* [Records for this task]:
# # # # #
PR #65, opened 2020-02-24
MinimizeContext

ue71603:
A flag ist added to the requests to minimize the context information that is returned.

### DIFF
--- a/.gitignore
+++ b/.gitignore
@@ -1,0 +1,2 @@
+
+Changed_Files.zip
--- a/OJP_Trips.xsd
+++ b/OJP_Trips.xsd
@@ -168,6 +168,11 @@
 				<xs:annotation>
 					<xs:documentation>Whether the result should include operating day information - as encoded bit string and in natural language.</xs:documentation>
 				</xs:annotation>
+			</xs:element>	
+			<xs:element name="MinimizeResponseContext" type="xs:boolean" default="false" minOccurs="0">
+				<xs:annotation>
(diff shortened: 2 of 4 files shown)


pvgrumbkow:
What is "absolutely essential content"? It would be much better and clearer to add appropriate ContentFilters which cannot be misunderstood.

ue71603:
You are right. I will create a new pull request that is more in line with concrete ContentFilters.

.gitignore
```diff
@@ -0,0 +1,2 @@
+
+Changed_Files.zip
```
skinkie, line 2: This should be a separate pull request.

OJP_Trips.xsd
```diff
@@ -168,6 +168,11 @@
 				<xs:annotation>
 					<xs:documentation>Whether the result should include operating day information - as encoded bit string and in natural language.</xs:documentation>
 				</xs:annotation>
+			</xs:element>	
+			<xs:element name="MinimizeResponseContext" type="xs:boolean" default="false" minOccurs="0">
+				<xs:annotation>
+					<xs:documentation>hether the ResponseContext should be minimized to absolut essential content. As it is useful in many use cases. The default false means, that the context is sent.</xs:documentation>
```
skinkie, line 174: hether -> whether

pvgrumbkow:
This pull requests has two issues:
1. It's derived from master instead of changes_for_v1.1.
2. It should use specific content filters, e.g. "IncludePlaceContext", "IncludeSituationContext" as optional elements with default "true".

PR #68, opened 2020-03-17
add TravisCI and xmllint scripts for automated checks

haeckerbaer:
Add scripts for TravisCI functionality:
- check of xml syntax via xmllint
- possible checks of schema files via validation of standard examples (commented out because I don't have any OJP examples yet)
- TravisCI pushes back its changes

### DIFF
--- a/.travis.yml
+++ b/.travis.yml
@@ -1,0 +1,10 @@
+language: minimal
+
+before_script:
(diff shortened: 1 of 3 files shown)


skinkie:
Could someone verify that XML_IDENT is a tab?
# # # # #
* [Problem statement]:
Track down all lines above with the string "skinkie" and copy them.

* [Written response]:
skinkie, line 2: This should be a separate pull request.
skinkie, line 174: hether -> whether
skinkie:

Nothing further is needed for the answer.